The first condition to become a writer is to have something to say.
It reminds me of the anecdote from the stormy life of Napoleon.
Each time the Frenchman conquered the town, he expected a 21-gun salute. One time the expectation was not met, and the town was silent. No sounds of celebration. He called the local Mairé, demanding the explanations. Poor official came sweating, fearing for his life. He apologized profusely and then tried to explain.
“Sire, I can give you ten reasons we couldn’t greet you in your customary way. First of all, we don’t have guns…”
“That’s enough,” Napoleon interrupted. “I don’t need to hear the other nine.”

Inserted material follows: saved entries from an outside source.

PR #9630, opened 2022-09-01
Remove unit id query string from Diagnostic Report url

cissyxyu:
## WHAT
Solve a bug where teachers would get a 500 error when they click through this path:
1. From Activity Analysis page, select any Diagnostic.
2. From that Diagnostic's summary page, select a different classroom that was assigned the same diagnostic but through a different Activity Pack.
3. Hit a 500 error instead of seeing the appropriate Diagnostic Report.

## WHY
A small portion of users are hitting this bug and seeing a 500 error page or forever loading screen, which is bad for the user experience.

## HOW
Currently, when teachers click any Diagnostic's name from their Activity Analysis page, we redirect them to the url for that Diagnostic's Diagnostic Report page, for example: https://www.quill.org/teachers/progress_reports/diagnostic_reports#/diagnostics/1663/classroom/1205406/summary?unit=2153487

Notice that at the end of the url, we attach a unit query string like "?unit=2153487". 

This unit query string tells the front end to pass that unit ID as a payload param for any further clicks or actions the teacher makes on that page. But this causes a bug - when the teacher clicks the classroom dropdown to select a different classroom, for example:
Screen Shot 2022-09-01 at 2 46 26 PM

they may run into a 500 error. It's because the front end passes the unit ID through as a param, even though other classrooms that have this Diagnostic assigned may not have the same unit ID attached to that diagnostic. The back end then looks for a ClassroomUnit with that particular Unit ID, which does not always exist.

We can fix this by removing the unit query string from the end of the URL when the teacher selects a new classroom the classroom dropdown. This is something we already do when the user accesses Diagnostic Reports through the "Diagnostics" button in the menu. We generate a URL without any unit ID attached which then tells the back end to disregard unit ID when searching for the ClassroomUnit, instead using only the classroom ID and activity ID.

### Screenshots
Screen Shot 2022-09-01 at 2 53 10 PM

### Notion Card Links
https://www.notion.so/quill/Sentry-Error-NilError-lesson_recommendations_for_classroom-d2b84917eafb4b33a5e68a059628b476 
https://www.notion.so/quill/Sentry-Error-NilError-recommendations_for_classroom-3835c6f1ed69478a88232548707fef74

PR Checklist | Your Answer
------------ | -------------

### DIFF
--- a/services/QuillLMS/app/controllers/teachers/progress_reports/diagnostic_reports_controller.rb
+++ b/services/QuillLMS/app/controllers/teachers/progress_reports/diagnostic_reports_controller.rb
@@ -183,8 +183,7 @@ class Teachers::ProgressReports::DiagnosticReportsController < Teachers::Progres
     elsif Activity.diagnostic_activity_ids.include?(activity_id.to_i)
       activity_is_a_post_test = Activity.find_by(follow_up_activity_id: activity_id).present?
       summary_or_growth_summary = activity_is_a_post_test ? 'growth_summary' : 'summary'
-      unit_query_string = "?unit=#{unit_id}"
-      render json: { url: "/teachers/progress_reports/diagnostic_reports#/diagnostics/#{activity_id}/classroom/#{classroom_id}/#{summary_or_growth_summary}#{unit_query_string}" }
+      render json: { url: "/teachers/progress_reports/diagnostic_reports#/diagnostics/#{activity_id}/classroom/#{classroom_id}/#{summary_or_growth_summary}" }
     else
       render json: { url: "/teachers/progress_reports/diagnostic_reports#/u/#{unit_id}/a/#{activity_id}/c/#{classroom_id}/students" }
     end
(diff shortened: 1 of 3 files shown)


emilia-friedberg (changes requested):
Right now, accessing the reports with and without the unit query string will give you two different sets of data: one with aggregated results for students in that class for that diagnostic, which can be across multiple units, and one with just one specific to the passed unit id. Having the unit id when they follow the link from the activity summary was a product decision, because it was confusing for teachers to think they were going to see results for one specific pack their students had completed and then not getting the data they expected. This was probably especially an issue last year, when we had already had a lot of teachers assign the same diagnostic as both a pre- and post-test before official post-tests were released, but I would still be wary of just removing the code without a formal product decision. I think you could fix this bug by updating the frontend so that the unit query is removed when you change classrooms.

anathomical:
I agree with @emilia-friedberg that we should tweak the way the front-end behaves, at least as a bug-fix.

cissyxyu:
> Right now, accessing the reports with and without the unit query string will give you two different sets of data: one with aggregated results for students in that class for that diagnostic, which can be across multiple units, and one with just one specific to the passed unit id. Having the unit id when they follow the link from the activity summary was a product decision, because it was confusing for teachers to think they were going to see results for one specific pack their students had completed and then not getting the data they expected. This was probably especially an issue last year, when we had already had a lot of teachers assign the same diagnostic as both a pre- and post-test before official post-tests were released, but I would still be wary of just removing the code without a formal product decision. I think you could fix this bug by updating the frontend so that the unit query is removed when you change classrooms.

Understood! I changed the fix in this PR to implement your idea instead -- now this PR will just change the front end code so that when a teacher selects a new classroom from the Summary page, it will remove the Unit ID from the URL. Let me know what you think!

emilia-friedberg (approved):

anathomical (approved):

happythenewsad (approved):

PR #9631, opened 2022-09-01
lower minimum for actually performing search on school selector

emilia-friedberg:
## WHAT
Lower the minimum for actually performing a search from the school selector, and add debounce.

## WHY
Previously, we weren't showing results if a school had fewer than five characters in its name, which was confusing in some instances. This lowers that threshold to two characters, but adds a debounce so we aren't making unnecessary long-running queries.

## HOW
I rewrote the school selector component as a functional component to use our debounce hook, and dropped the minimum threshold on the front and backend to accommodate this search.

### Screenshots

### Notion Card Links
https://www.notion.so/quill/School-search-requires-a-user-to-hit-space-to-return-results-8b84e1aa09e548c7b1e660f6e410f2f0

PR Checklist | Your Answer
------------ | -------------


services/QuillLMS/app/controllers/schools_controller.rb
```diff
@@ -6,7 +6,7 @@ class SchoolsController < ApplicationController
   before_action :require_user, only: [:select_school]
 
   include CheckboxCallback
-  MIN_PREFIX_LENGHT_WHEN_LAT_LON_NOT_PRESENT = 4
+  MIN_PREFIX_LENGTH_WHEN_LAT_LON_NOT_PRESENT = 2
```
eadams17: I think maybe it's worth dropping the `WHEN_LAT_LON_NOT_PRESENT` part of this variable name because it doesn't seem to be relevant anymore?

eadams17 (approved):

PR #9638, opened 2022-09-01
rake task for flagset csvs

happythenewsad:
## WHAT
Convenience rake task for uploading flagsets from CSVs.

## WHY
We need to do this on a recurring basis. 

### Screenshots

### Notion Card Links
https://www.notion.so/quill/Product-Board-30f97e4eb01246dbb8264253fb385073?p=afd471842d74402d9a616545f8917d9b&pm=s

PR Checklist | Your Answer
------------ | -------------
Have you added and/or updated tests? |  no - simple rake task
Back-to-school 2022: Have you checked the [webinar schedule](https://www.notion.so/quill/Back-to-school-webinar-banners-2022-a75a89cfad9f434899ef6be3eb184733) to avoid for downtime/risky deploys? | (Yes or N/A)

### DIFF
--- a/services/QuillLMS/lib/tasks/flagsets.rake
+++ b/services/QuillLMS/lib/tasks/flagsets.rake
@@ -1,0 +1,27 @@
+# frozen_string_literal: true
+
+require 'csv'
+
+namespace :flagsets do
+  namespace :users do
+    # Example usage: rake 'flagsets:users:update_flagsets_from_csv[filepath, flagset]'
+    desc 'Add flagsets to users from csv'
+    task :update_flagsets_from_csv, [:filepath, :flagset] => :environment do |t, args|
+      iostream = File.read(args[:filepath])
+      if (CSV.parse(iostream, headers: true).headers & ["email", "flagset"]).count != 2
+        puts "Invalid headers. Exiting."
+        exit 1
+      end
+
+      CSV.parse(iostream, headers: true) do |row|
+        user = User.find_by_email(row['email'])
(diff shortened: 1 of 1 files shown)


services/QuillLMS/lib/tasks/flagsets.rake
```diff
@@ -0,0 +1,27 @@
...
+
+require 'csv'
+
+namespace :flagsets do
+  namespace :users do
+    # Example usage: rake 'flagsets:users:update_flagsets_from_csv[filepath, flagset]'
+    desc 'Add flagsets to users from csv'
+    task :update_flagsets_from_csv, [:filepath, :flagset] => :environment do |t, args|
+      iostream = File.read(args[:filepath])
+      if (CSV.parse(iostream, headers: true).headers & ["email", "flagset"]).count != 2
```
anathomical, line 11: Seems a little odd to require a `flagset` header if we also override that value if we pass in `flagset` as an arg, but as long as we document the behavior it should be fine since this is a purely internal tool.

anathomical (approved):
Looks good to me.

services/QuillLMS/lib/tasks/flagsets.rake
happythenewsad: It's for flexibility - sometimes Curriculum will want a mix of flagsets uploaded. Sometimes they just give a list of emails. In the latter case, it's nice to have the parameter override, so you don't need to populate a CSV column of repetitive values.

Even the best written book is hollow when there is no story there.
First things first.
2 thoughts on “How to become a writer”
Each person has their own testimony. The things they have heard, seen and done formulate their unique perspective on life. We may be our own worst critic and discount our life in the aggregate. Every person has stories. Some refuse to share and they remain within. If they choose to share then they must choose constructive words in a manner that will connect them with their intended audience. A really good writer can describe scenes with words that paint pictures in the mind of their readers and stir their imaginations. Some books give knowledge for those who choose to receive it. Some books give understanding for those who are searching. Other books cause the reader to ask: “how would I feel if that happened to me?” The human condition is such that we quite often cannot control what happens but we can choose how we will respond.
Well you know a lot of Texas folks are about guns. As a child growing up my dad had a hunting gun. He used it to shoot amardillos that would tear up our yard and that was all.